- Type: Aircraft engine
- National origin: United States
- Manufacturer: Superior Air Parts

= Superior Air Parts XP-400 =

The Superior Air Parts XP-400 is an aircraft engine, designed and produced by Superior Air Parts of Coppell, Texas, United States for use in homebuilt aircraft.

The company is owned by the Chinese company Superior Aviation Beijing, which is 60% owned by Chairman Cheng Shenzong and 40% owned by Beijing E-Town, an economic development agency of the municipal government of Beijing.

==Design and development==
The engine is a four-cylinder four-stroke, horizontally-opposed, 400 cuin displacement, fuel injected air-cooled, direct-drive, gasoline engine design.
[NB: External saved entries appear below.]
PR #2229, opened 2025-02-03
pico_flash: Support FreeRTOS Static Allocation

### LINKED ISSUE #2120: FreeRTOS: pico_flash/flash.c calls xTaskCreateAffinitySet which is not available using static memory allocation
pico_flash/flash.c uses xTaskCreateAffinitySet, which is only available in FreeRTOS if confiugred to support dynamic allocation.
https://github.com/raspberrypi/pico-sdk/blob/95ea6acad131124694cda1c162c52cd30e0aece0/src/rp2_common/pico_flash/flash.c#L148

It's defined here:
https://github.com/FreeRTOS/FreeRTOS-Kernel/blob/974351fe4aec19779f5be774007810c6ab36a8ab/tasks.c#L1758

If one was trying to use pure static FreeRTOS
```
#define configSUPPORT_DYNAMIC_ALLOCATION    0
#define configKERNEL_PROVIDED_STATIC_MEMORY     1
```
you'll get the following compilation warning:
pico_flash/flash.c:148:23: warning: implicit declaration of function 'xTaskCreateAffinitySet'; did you mean 'vTaskCoreAffinitySet'? [-Wimplicit-function-declaration]

For static allocation, it looks like you'd first have to create the static task then use ```vTaskCoreAffinitySet```.

Perhaps it doesn't need to change (as pico sdk does other dynamic allocation, I believe), so maybe just outputting a warning during compilation  that says "pico sdk requires configSUPPORT_DYNAMIC_ALLOCATION to be 1" would be enough

SConaway:
Fixes #2120

Allows `pico_flash` to use FreeRTOS static allocation as currently static-only builds fail without this change.

### DIFF
--- a/src/rp2_common/pico_flash/flash.c
+++ b/src/rp2_common/pico_flash/flash.c
@@ -147,7 +147,7 @@ static int default_enter_safe_zone_timeout_ms(__unused uint32_t timeout_ms) {
         TaskHandle_t task_handle;
 
         // when FreeRTOS dynamic allocation is disabled (configSUPPORT_DYNAMIC_ALLOCATION == 0), the following instruction fails
-#ifndef configSUPPORT_DYNAMIC_ALLOCATION
+#if configSUPPORT_DYNAMIC_ALLOCATION
         if (pdPASS != xTaskCreateAffinitySet(flash_lockout_task, "flash lockout", configMINIMAL_STACK_SIZE, (void *)core_num, 0, 1u << (core_num ^ 1), &task_handle)) {
 #else
         static StackType_t flash_lockout_stack[configMINIMAL_STACK_SIZE];
--- a/src/rp2_common/pico_flash/flash.c
+++ b/src/rp2_common/pico_flash/flash.c
@@ -146,16 +146,14 @@ static int default_enter_safe_zone_timeout_ms(__unused uint32_t timeout_ms) {
         // create at low priority on other core
         TaskHandle_t task_handle;
 
-        // when FreeRTOS dynamic allocation is disabled (configSUPPORT_DYNAMIC_ALLOCATION == 0), the following instruction fails
+        // when FreeRTOS dynamic allocation is disabled (configSUPPORT_DYNAMIC_ALLOCATION == 0), the following fails
 #if configSUPPORT_DYNAMIC_ALLOCATION
         if (pdPASS != xTaskCreateAffinitySet(flash_lockout_task, "flash lockout", configMINIMAL_STACK_SIZE, (void *)core_num, 0, 1u << (core_num ^ 1), &task_handle)) {
 #else
         static StackType_t flash_lockout_stack[configMINIMAL_STACK_SIZE];
         static StaticTask_t flash_lockout_task_tcb;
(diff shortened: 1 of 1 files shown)


src/rp2_common/pico_flash/flash.c
```diff
@@ -145,7 +145,18 @@ static int default_enter_safe_zone_timeout_ms(__unused uint32_t timeout_ms) {
         uint core_num = get_core_num();
         // create at low priority on other core
         TaskHandle_t task_handle;
+
+        // when FreeRTOS dynamic allocation is disabled (configSUPPORT_DYNAMIC_ALLOCATION == 0), the following instruction fails
+#ifndef configSUPPORT_DYNAMIC_ALLOCATION
```
kilograham, line 150: should be `if !configSUPPORT_DYNAMIC_ALLOCATION`

kilograham: it was also backwards

kilograham:
Seems like this might be a nicer alternative

```
    TaskHandle_t xTaskCreateStaticAffinitySet( TaskFunction_t pxTaskCode,
                                               const char * const pcName, /*lint !e971 Unqualified char types are allowed for strings and single characters only. */
                                               const uint32_t ulStackDepth,
                                               void * const pvParameters,
                                               UBaseType_t uxPriority,
                                               StackType_t * const puxStackBuffer,
                                               StaticTask_t * const pxTaskBuffer,
                                               UBaseType_t uxCoreAffinityMask ) PRIVILEGED_FUNCTION;
```

src/rp2_common/pico_flash/flash.c
SConaway: How did I miss that? good catch!

SConaway:
One thing I want to get your thoughts on (and sorry for the couple days of delay here): would it be better to default to static allocation and only switch to dynamic if static allocation isn't enabled?

SConaway:
> Seems like this might be a nicer alternative
> 
> ```
>     TaskHandle_t xTaskCreateStaticAffinitySet( TaskFunction_t pxTaskCode,
>                                                const char * const pcName, /*lint !e971 Unqualified char types are allowed for strings and single characters only. */
>                                                const uint32_t ulStackDepth,
>                                                void * const pvParameters,
>                                                UBaseType_t uxPriority,
>                                                StackType_t * const puxStackBuffer,
>                                                StaticTask_t * const pxTaskBuffer,
>                                                UBaseType_t uxCoreAffinityMask ) PRIVILEGED_FUNCTION;
> ```

For some reason I skipped that — I can switch to it and let you know if it compiles. Unfortunately I don't really have any way to make sure that things still work besides compiling.

kilograham:
compiling is better than me as I don't have a config with this setup, so would have to make one

kilograham (approved):
OK, so this isn't ideal as it will likely crash if `flash_safe_execute()` is called from both cores concurrently in this case.. I am approving anyway, because

a) This does compile and likely works correctly when not doing that
b) That use case is probably unlikely
c) Arguably the existing implementation is not very robust in that regard, so I will open a separate issue

PR #2230, opened 2025-02-03
add a bunch of verbosity around shared vtables

### LINKED ISSUE #2164: irq_set_exclusive_handler description is misleading regarding cores
The description in the pico-sdk documentation describes the `irq_set_exclusive_handler` function as:
> Set an exclusive interrupt handler for an interrupt on the executing core.

It was clarified to me on the forums that the current SDK only uses a single interrupt vector table (VTABLE) for both cores, so as a result this function _effectively_ sets the exclusive interrupt handler for _**both**_ cores.  Until/unless the SDK is updated to support separate VTABLEs per core (https://github.com/raspberrypi/pico-sdk/issues/2158), IMO this function description is a bit misleading as written.

kilograham:
fixes #2164

### DIFF
--- a/src/rp2_common/hardware_irq/include/hardware/irq.h
+++ b/src/rp2_common/hardware_irq/include/hardware/irq.h
@@ -286,6 +286,33 @@ void irq_set_mask_n_enabled(uint n, uint32_t mask, bool enabled);
  * This method will assert if there is already any sort of interrupt handler installed
  * for the specified irq number.
  *
+ * NOTE: By default, the SDK uses a single shared vector table per core, and the current installed
+ * IRQ handlers are effectively a linked list starting a vector table entry for a particular IRQ numbers.
+ * Therefore, this method (when using the same vector table for both cores) sets the same interrupt handler
+ * for both cores.
+ *
+ * On RP2040 this was never really a cause of any confusion, because it rarely made sense to enable
+ * the same interrupt number in the NVIC on both cores (see \ref irq_set_enabled()), because the interrupt
+ * would then fire on both cores, and the interrupt handlers would race.
+ *
+ * The problem *does* exist however when dealing with interrupts which are independent on the two cores.
+ *
+ * This includes:
+ *
+ * * the core local "spare" IRQs
+ * * on RP2350 the SIO FIFO IRQ which is now the same irq number for both cores (vs RP2040 where it was two)
+ *
+ * In the cases where you want to enable the same IRQ on both cores, and both cores are sharing the same vector
+ * table, you should install the IRQ handler once - it will be used on both cores - and check the core
+ * number (via \ref get_core_num()) on each core.
+ *
+ * NOTE: It is not thread safe to add/remove/handle IRQs for the same irq number in the same vector table
+ * from both cores concurrently.
+ *
+ * NOTE: The SDK defines a PICO_VTABLE_PER_CORE variable indicating whether the two vector tables are separate,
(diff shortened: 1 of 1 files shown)


src/rp2_common/hardware_irq/include/hardware/irq.h
```diff
@@ -286,6 +286,33 @@ void irq_set_mask_n_enabled(uint n, uint32_t mask, bool enabled);
  * This method will assert if there is already any sort of interrupt handler installed
  * for the specified irq number.
  *
+ * NOTE: By default, the SDK uses a single shared vector table per core, and the current installed
+ * IRQ handlers are effectively a linked list starting a vector table entry for a particular IRQ numbers.
```
peterharperuk, line 290: "for a particular IRQ numbers" should lose the s? "for a particular IRQ number"

src/rp2_common/hardware_irq/include/hardware/irq.h
```diff
@@ -316,6 +343,33 @@ irq_handler_t irq_get_exclusive_handler(uint num);
  * the (total across all IRQs on both cores) maximum (configurable via PICO_MAX_SHARED_IRQ_HANDLERS) number of shared handlers
  * would be exceeded.
  *
+ * NOTE: By default, the SDK uses a single shared vector table per core, and the current installed
+ * IRQ handlers are effectively a linked list starting a vector table entry for a particular IRQ numbers.
```
peterharperuk, line 347: same comment as above

peterharperuk (approved):

src/rp2_common/hardware_irq/include/hardware/irq.h
```diff
@@ -286,6 +286,33 @@ void irq_set_mask_n_enabled(uint n, uint32_t mask, bool enabled);
  * This method will assert if there is already any sort of interrupt handler installed
  * for the specified irq number.
  *
+ * NOTE: By default, the SDK uses a single shared vector table per core, and the current installed
```
lurch, line 289: "single shared... per core" seems a bit contradictory? Would "a single shared vector table for both cores" make more sense?
Also, "current installed" should probably be "currently installed" ?

src/rp2_common/hardware_irq/include/hardware/irq.h
```diff
@@ -286,6 +286,33 @@ void irq_set_mask_n_enabled(uint n, uint32_t mask, bool enabled);
...
+ * * on RP2350 the SIO FIFO IRQ which is now the same irq number for both cores (vs RP2040 where it was two)
+ *
+ * In the cases where you want to enable the same IRQ on both cores, and both cores are sharing the same vector
+ * table, you should install the IRQ handler once - it will be used on both cores - and check the core
+ * number (via \ref get_core_num()) on each core.
+ *
+ * NOTE: It is not thread safe to add/remove/handle IRQs for the same irq number in the same vector table
+ * from both cores concurrently.
+ *
+ * NOTE: The SDK defines a PICO_VTABLE_PER_CORE variable indicating whether the two vector tables are separate,
```
lurch, line 312: 'variable' -> 'setting' ?

src/rp2_common/hardware_irq/include/hardware/irq.h
kilograham: pushed directly to develop

src/rp2_common/hardware_irq/include/hardware/irq.h
kilograham: pushed directly to develop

It produces 215 hp, with an 8.9:1 compression ratio.

The engine is not type certified and is therefore intended for homebuilt aircraft.

In March 2019 the engine type was withdrawn from service and all customer engines were subject to a mandatory, immediate buy-back by the manufacturer to remove them from service. The company made this decision based on detonation problems found in some XP-400 engines that could not be resolved. Due to parts commonality, the decision was made to buy-back the Superior Air Parts XP-382 engines as well.

In February 2020, Superior settled a lawsuit regarding the 2016 fatal crash of a Van's Aircraft RV-8A for US$5M. The crash was due to the failure of the crankshaft in the installed XP-400 engine. In the accident investigation the NTSB determined that the crankshaft failed due to metal fatigue. The crankshaft had 20 hours of flight time on it at the time of failure.